If you tell us what program, we could find out more about it, and with luck, maybe even suggest a replacement. It seems a bit strange that the installation media for a program that a business depends on was not safe-guarded in some way. Hard drives fail all the time and everything would be lost.


----------



## thegraphicstore

Ok the program xpressign which came on a pc of a company we brought out a few year ago has key features we like.Its still working fine on that pc but its older and its the only thing we use off of it.After much search I think I may have found a answer. Has anyone ever used this software?

http://www.laplink.com/pcmover/


----------



## DVOM

Exactly what error do you get when trying to start the transplanted program?

And what does the program do? Maybe we could help you find a newer program that does what you need.


----------



## thegraphicstore

The error is "can not connect with user database" And the program has templates of sign designs which we can edit and a estimating part that we like. This was a problem I was hoping to solve by asking others also the program I thought would work moves the OS a well and thats not what I need..


----------



## Plantsman

This may help

http://www.pickmeapp.com/

and a list of programs it supports. If your program is not listed it's still worth a try.

http://spreadsheets.google.com/pub?key=pqhC2ge2EU_fHWRL_BStqMA


----------



## DVOM

Having moved commercial software, (with instructions from the vendor), I would try moving the data base into the main program folder.

Another option, would be to use VMWare Workstation and create a virtual machine out of the old machine's OS with the software included.

Then you could run the old OS and software as a virtual machine on the new machine.

VMWare Workstation is kinda pricey at $189 US but it would get the job done. And there's a trial download so you could see if it's what you need.
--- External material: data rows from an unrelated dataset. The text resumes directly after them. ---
PR #4095, opened 2023-06-15
qt: bunch of fixes and updates

thiagokokada:
### Description

- Always apply `qt.style.package`. Before this was only applying when `qt.platformTheme = "gnome"`, but this is wrong
- Only set `~/.config/Trolltech.conf` when using `qt.platformTheme = "gtk"` or `qt.platformTheme = "gnome"`
- Add support for Qt6 (untested)
- Add myself as maintainer

### Checklist

    ```
    {component}: {description}

    {long description}
    ```

### DIFF
--- a/modules/misc/qt.nix
+++ b/modules/misc/qt.nix
@@ -31,7 +31,7 @@ let
   };
 
 in {
-  meta.maintainers = [ maintainers.rycee ];
+  meta.maintainers = with maintainers; [ rycee thiagokokada ];
 
   imports = [
     (mkChangedOptionModule [ "qt" "useGtkTheme" ] [ "qt" "platformTheme" ]


modules/misc/qt.nix
```diff
@@ -173,26 +175,27 @@ in {
...
     xsession.importedVariables = [ "QT_QPA_PLATFORMTHEME" ]
       ++ lib.optionals (cfg.style.name != null) [ "QT_STYLE_OVERRIDE" ];
 
-    # Enable GTK+ style for Qt4 in either case.
+    # Enable GTK+ style for Qt4 in Gtk/GNOME.
     # It doesn’t support the platform theme packages.
-    home.activation.useGtkThemeInQt4 = hm.dag.entryAfter [ "writeBoundary" ] ''
-      $DRY_RUN_CMD ${pkgs.crudini}/bin/crudini $VERBOSE_ARG \
-        --set "${config.xdg.configHome}/Trolltech.conf" Qt style GTK+
-    '';
```
thiagokokada, line 196: This Crudini project only exists to manipulate INI files: https://github.com/pixelb/crudini

We have way better options now to manage those in Nix.

thiagokokada:
macOS tests are failing because of an unrelated problem (Nix install action is failing).

modules/misc/qt.nix
```diff
@@ -173,26 +179,27 @@ in {
...
       pkgs.libsForQt5.qt5ct
       pkgs.qt6Packages.qt6ct
     ] else if cfg.platformTheme == "kde" then [
       pkgs.libsForQt5.plasma-integration
       pkgs.libsForQt5.systemsettings
     ] else
-      [ pkgs.libsForQt5.qtstyleplugins ];
+      [ pkgs.libsForQt5.qtstyleplugins ])
+      ++ lib.optionals (cfg.style.package != null)
+      (lib.flatten [ cfg.style.package ]);
```
ncfavier, line 193:
```suggestion
      (lib.toList cfg.style.package);
```

modules/misc/qt.nix
ncfavier: We could perhaps condition this on `stateVersion`.

thiagokokada: > This might break existing configurations. Shouldn't Trolltech.conf stay writable? What other applications might modify it?
I never saw other applications writing this file.

thiagokokada: @ncfavier Changed my mind. Will keep the activation script because while I don't think this file is written by other applications, I am not 100% sure and I just realize I don't have any Qt4 applications to test.

So for now the only change I did is to only apply this file when `qt.platformTheme` is either `gtk` or `gnome`.

ncfavier (approved):

PR #4110, opened 2023-06-18
Re-enable nixpkgs release check

ncfavier:
Was disabled in https://github.com/nix-community/home-manager/commit/dc2a4e4146d1626bc6a916cb57c9e12be2399ca3#diff-5c980e4c769c045b39cdf1cf9597e9cb2d45929f77e106ee8d9abbcdd7b501a0 and never re-enabled. No wonder we're getting so many bug reports caused by out of sync nixpkgs!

Of course you may need to buy a license to run the VM OS on your new machine.

http://www.vmware.com/products/ws/
or
That's just a couple of possibilities, I'm sure there's others.

Edit: I just did some research on VMWare and found it can be done with the free VMWare Converter and the image can be run in the free VMWare Player or free VMWare Server.

Here's a tutorial to create a virtual image to run on a Linux host but the image preparation is the same to run it on a windows host:

http://www.howtoforge.com/vmware_converter_windows_linux


----------



## Elvandil

Considering that this program was licensed to someone else, I'm afraid we need to close this one. It is doubtful that the EULA made provisions for the transfer of license.


----------